Supermacroporous polymer-based cryogel bioreactor for monoclonal antibody production in continuous culture using hybridoma cells.

Cryogel matrices composed of different polymeric blends were synthesized, yielding a unique combination of hydrophilicity and hydrophobicity with the presence or absence of charged surface. Four such cryogel matrices composed of polyacrylamide-chitosan (PAAC), poly(N-isopropylacrylamide)-chitosan, polyacrylonitrile (PAN), and poly(N-isopropylacrylamide) were tested for growth of different hybridoma cell lines and production of antibody in static culture. All the matrices were capable for the adherence of hybridoma cell lines 6A4D7, B7B10, and H9E10 to the polymeric surfaces as well as for the efficient monoclonal antibody (mAb) production. PAAC proved to be relatively better in terms of both mAb production and cell growth. Further, PAAC cryogel was designed into three different formats, monolith, disks, and beads, and used as packing material for packed-bed bioreactor. Long-term cultivation of 6A4D7 cell line on PAAC cryogel scaffold in all the three formats could be successfully done for a period of 6 weeks under static conditions. Continuous packed-bed bioreactor was setup using 6A4D7 hybridoma cell line in the three reactor formats. The reactors ran continuously for a period of 60 days during which mAb production and metabolism of cells in the bioreactors were monitored periodically. The monolith bioreactor performed most efficiently over a period of 60 days and produced a total of 57.5 mg of antibody in the first 30 days (in 500 mL) with a highest concentration of 115 µg mL(-1) , which is fourfold higher than t-flask culture. The results demonstrate that appropriate chemistry and geometry of the bioreactor matrix for cell growth and immobilization can enhance the reactor productivity.

Designing supermacroporous cryogels based on polyacrylonitrile and a polyacrylamide-chitosan semi-interpenetrating network.

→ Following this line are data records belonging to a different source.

PR #4491, opened 2025-07-15
Fix MSVC build

cyyever:
This PR fixes all warnings I encountered when trying to build FBGEMM on Windows and integrating the latest FBGEMM to PyTorch. Redundant public settings are removed. Other public settings are removed to `fbgemm_generic` because it is relied by other targets.


cyyever:
@q10 I have fixed clang shared builds.

PR #4524, opened 2025-07-18
[FBGEMM] Modularize FBGEMM CMake Target Definitions, pt 3b

q10:


cyyever:
In PT we use the Sanitizer::address and other similar targets for sanitizers, which are more accurate. Therefore should we check the existence of these targets and prefer them?

bench/CMakeLists.txt
```diff
@@ -31,61 +23,87 @@ if (${BLAS_FOUND})
...
   if(${MKL_FOUND})
-    target_include_directories(${BENCHNAME} PRIVATE "${MKL_INCLUDE_DIR}")
-    target_link_libraries(${BENCHNAME} "${MKL_LIBRARIES}")
+    target_include_directories(${BENCHNAME} PRIVATE
+      ${MKL_INCLUDE_DIR})
+
+    target_link_libraries(${BENCHNAME}
+      ${MKL_LIBRARIES})
+
     target_compile_options(${BENCHNAME} PRIVATE
```
cyyever: Should be target_compile_definitions

bench/CMakeLists.txt
```diff
@@ -31,61 +23,87 @@ if (${BLAS_FOUND})
...
+      -DUSE_MKL)
   endif()
+
   if (${BLAS_FOUND})
-    target_compile_options(${BENCHNAME} PRIVATE "-DUSE_BLAS")
-    target_link_libraries(${BENCHNAME} "${BLAS_LIBRARIES}")
+    target_link_libraries(${BENCHNAME}
+      ${BLAS_LIBRARIES})
+
+    target_compile_options(${BENCHNAME} PRIVATE
```
cyyever: also target_compile_definitions

cmake/modules/CppLibrary.cmake
```diff
@@ -102,12 +102,28 @@ function(cpp_library)
             -Wunknown-pragmas
             -Wimplicit-fallthrough
             -Wno-strict-aliasing
-            -Wunused-variable)
+            -Wunused-variable
+            -Wno-c99-extensions
+            -Wno-infinite-recursion
```
cyyever: `-Wno-infinite-recursion` can now be removed due to my last commit.

cmake/modules/CppLibrary.cmake
```diff
@@ -102,12 +102,28 @@ function(cpp_library)
...
+            -Wno-sign-compare
+            -Wno-gnu-zero-variadic-macro-arguments
+            -Wno-unused-parameter
```
cyyever: We can enable `-Wunused-parameter`, the code is clean enough to support it.

cmake/modules/CppLibrary.cmake
```diff
@@ -102,12 +102,28 @@ function(cpp_library)
...
         elseif(CMAKE_CXX_COMPILER_ID STREQUAL "GNU")
-            list(APPEND lib_cc_flags -Wmaybe-uninitialized)
+            list(APPEND lib_cc_flags
+                -Wmaybe-uninitialized)
+        endif()
+
+        if(CMAKE_COMPILER_IS_GNUCXX AND (CMAKE_CXX_COMPILER_VERSION VERSION_LESS 8.3.0))
+            # Workaround for https://gcc.gnu.org/bugzilla/show_bug.cgi?id=80947
+            list(APPEND lib_cc_flags
+                -Wno-attributes)
```
cyyever: Should we really support old g++? Is it for META builds? but how can they build C++20 code?

cyyever:
Some disabled`-Wno-XXX` warnings can actually be used.

cyyever:
One more concern: we use cpuinfo for runtime CPU architecture detection; meanwhile we also use conditional preprocessing inclusion for build time CPU architecture, are the actions conflicting?

cmake/modules/CppLibrary.cmake
q10: It turns out that pytorch workflows, which build fbgemm as part of the build process, uses gcc 9, see https://github.com/pytorch/FBGEMM/pull/4577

Cryogels of polyacrylonitrile (PAN) and a semi-interpenetrating network of polyacrylamide-chitosan (PAAC) synthesized at sub-zero temperature have large interconnected pores in the range of 10-100 mum as analyzed by scanning electron microscopy (SEM) and mercury porosimetry with porosity more than 90%. They had good transport properties with a diffusion constant of 3.5 x 10(-7) cm(2)/s for bovine serum albumin and hydraulic permeability of 4 x 10(-12) m(4)/N s. The materials have a high surface area of 9-18 m(2)/g which is significantly larger than the surface area available in commercially available hollow fiber bioreactors. The cryogels are thermally stable and have good mechanical strength with a Young's modulus of 137-1967 kPa for different concentration of PAN gels and 13 kPa for PAAC cryogel. The cryogels are biocompatible as confirmed by fetal bovine serum protein adsorption and direct contact assay. The material demonstrated adherence and proliferation of cells on the polymer surface and a sustained growth of cells over the scaffolds was seen for a period of 14 days. The three-dimensional (3-D) cryogel network with these physical characteristics renders them as potential material for cell scaffold in a perfusion bioreactor.